▽

PR #1201, opened 2026-07-30
FIX: Digital product detection inconsistency

turizspace:
The fixes consistently move digital detection from shipping-service inference to explicit product metadata via the product type tag, which is the Gamma Markets spec signal.

1. OrderDetailComponent.tsx
- Switched digital detection from getShippingService(shippingOption)?.[1] === 'digital'
- Now uses getProductType(product)?.[2] === 'digital'
- This makes order detail UI treat products as digital based on the product tag, not the order shipping method
2. StockUpdateDialog.tsx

△

• [WHAT THE TASK REQUIRES] Tally every line of the entries that contains the word "product", and respond with that number only.

• [RESULT BELOW] 4